NeurIPS 2020

Random Reshuffling is Not Always Better

Meta Review

This paper received 4 reviews. Three of them consider the contribution of the paper are of significant interest to the ML community, and another reviewer thinks this paper does not give meaningful conclusion concerning comparison between with and without replacement sampling in SGD. I agree with the majority of the reviewers about the significance of the results on providing concrete counter examples for the two conjectures about matrix Arithmetic and Geometric mean inequalities, thus recommend acceptance of the paper. On the other hand, I agree with Reviewer #3 that the paper does not have concrete conclusion comparing with and without replacement sampling is SGD, and the paper's claim that "it is generally believed that ... random reshuffling causes learning algorithms to converge faster" is not precise.

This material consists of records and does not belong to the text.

PR #75, opened 2020-07-15
Add parsing of TOSCA Policy type triggers

anzoman:
The desire for the support of [TOSCA Trigger definitions](https://docs.oasis-open.org/tosca/TOSCA-Simple-Profile-YAML/v1.3/os/TOSCA-Simple-Profile-YAML-v1.3-os.html#DEFN_ENTITY_TRIGGER_DEFN) has grown
stronger with opening the #32 issue. At this point we are therefore
introducing the support for parsing TOSCA Policy type triggers which
can be used to define the event, condition and action that is used to
invoke(trigger) a policy it is associated with. These changes also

It is a phenomenon that people often observe, but I doubt many people has the belief that random reshuffling is "always better". The authors' effort in constructing counter examples to disprove the "general belief" is appreciated, but I think there are many like Reviewer #3 (including myself) having the experience that neither would always be better in practical SGD methods and considering the counter examples on SGD in sections 3-5 artificial and maybe unnecessary. I view the two opinions not necessarily contradicting each other. The conjectures on matrix arithmetic and geometric inequalities are abstractions from practical SGD variants on special loss functions. Construction of concrete counter examples for these mathematical conjectures is of major theoretical interest, but extending such constructions to demonstrate consequences for SGD in practice may involve other factors and less convincing. I highly recommend the authors to clarify such distinctions in the revision.